In April of last year, it was announced that Riff Raff had signed a $4-million deal to start his own label, Neon Nation Corporation, under BMG Rights Management. This was the home of his second studio album, Peach Panther, which was released last June.
Four months later he followed it up with Balloween, making Aquaberry Aquarius his third release on the label. Releasing three albums in a little over six months is a stark contrast to the two-year interval that separated his first two studio releases. Although this gap is the industry averages, Riff Raff clearly follows his own conventions.
“If I want to make an album I’ll just go make it and then we’ll drop it,” says Riff Raff. He’s on the phone from Syracuse about to head to the gym. “Sometimes I don’t wanna make an album for like six months, eight months, or a year.”
“I just happened to have time to make that album [Balloween], I dropped Balloween, and then we started to focus on this other one.”
“If I want to make an album I’ll just go make it and then we’ll drop it.”
– Riff Raff
He’s already starting to piece together material and ideas for his next five releases. “Now I’m working on three other albums right now,” he says. “I’m working on the Alcoholic Alligator album, Cool Blue Jewels and the White West.”
Sometime after that will be Maroon Moon and Cranberry Vampire. “Those will probably be closer to 2019, 2020, I’m going to wait on those.”
Riff Raff speaks with an air of nonchalance despite juggling all of these projects while touring. It’s a confidence that probably stems from self releasing 16 mixtapes before his first studio album, passing many of them out himself at local shopping malls.
All those years of street-level grinding have seemingly instilled a “seize the moment” mentality in him. This is confirmed when I ask him where his music is headed stylistically. “I don’t know, I just take it day by day really,” he says. “I don’t think that far ahead.
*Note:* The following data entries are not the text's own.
PR #1075, opened 2026-07-18
Switch to UV for CI

### LINKED ISSUE #984: Switch to uv for CI runs
We could speed up the CI by using uv to install the packages as well as potentially caching the environment (assuming it doesn't change).

jmbhughes:
## PR summary

This PR switches to UV and closes #984 . In doing so it switches to uv for CI actions and adds a concurrency limit and timeout for GitHub Actions.

## Todos

- [x] make sure it runs properly
- [x] fix whatever is wrong with 3.14

## Test plan

I think we just have to let GitHub do its thing. 

## Breaking changes

None

## Related issues

#984 

## AI usage

None

### DIFF
--- a/.github/workflows/ci.yaml
+++ b/.github/workflows/ci.yaml
@@ -35,10 +35,10 @@ jobs:
     - name: Install dependencies
       run: |
         uv sync --no-sources --all-extras
-        source .venv/bin/activate 
+        source .venv/bin/activate
     - name: Lint with ruff
       run: |
-        ruff check .
+        uv run ruff check .
     - name: Run codespell on source code
       uses: codespell-project/actions-codespell@v2
       with:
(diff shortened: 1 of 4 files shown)


jmbhughes:
pre-commit.ci autofix

jmbhughes:
If this looks good, I can do a similar thing for solpolpy and regularizepsf.

lowderchris (approved):
```
Resolved 362 packages in 1ms
Prepared 348 packages in 10.63s
Installed 348 packages in 699ms
```

Incredible. The only thing that caught my eye reviewing the CI runs on this PR was in the Python setup stage, where it just gave a few messages:

```
Trying to find version for uv in: /home/runner/work/punchbowl/punchbowl/uv.toml
Could not find file: /home/runner/work/punchbowl/punchbowl/uv.toml
Trying to find version for uv in: /home/runner/work/punchbowl/punchbowl/pyproject.toml
Could not determine uv version from uv.toml or pyproject.toml. Falling back to latest.
```

But that might be the intended behavior to not pin a version there and just have it download the latest version.

jmbhughes:
> But that might be the intended behavior to not pin a version there and just have it download the latest version.

We could pin it but doesn't seem strictly necessary.

svank (approved):

jmbhughes:
Note: I learned all uv commands need `--no-sources` if you're intending to use them without the source downloaded even if the environment was set up already that way. It took me a few tries to realize that you need it both when setting up the environment and when running.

I don’t have like a set way of doing things, it just seems like it.”
“I just go with the flow.”
On Aquaberry Aquarius, that flow took him to Wiz Khalifa’s studio in Pittsburg, a move that Riff Raff says sparked new ideas and sounds. “I usually just write my own [lyrics], on this I did write it all my own, but I did get help with the hooks on some of these songs,” he says.
“It was just more of a collaborative – being open to listening to other people’s ideas, which is good sometimes.” On “Hit Me Up,” for example, Christian pop artist Lisa Cimorelli only agreed to do the chorus if the song had no profanity in it. The result brings an entirely new flavour to Riff Raff’s repertoire.
Similarly, the song “Root Beer Float Ghost” showcases a new level of depth by bringing in emerging Pittsburg artist Tommy.
I conclude by asking Riff Raff if this act of bringing in a newer, more obscure artist is part of his plan to turn Neon Nation into an entertainment empire with a roster of international talent, a goal that he expressed at the time of the label’s creation. “Yeah we’re gonna get there, but I don’t want to just jump right into things,” he says.
“I have to focus on this tour before I can start working with other artists.”
And so the future is characteristic Riff Raff, an enigma following an unseen current into the ether.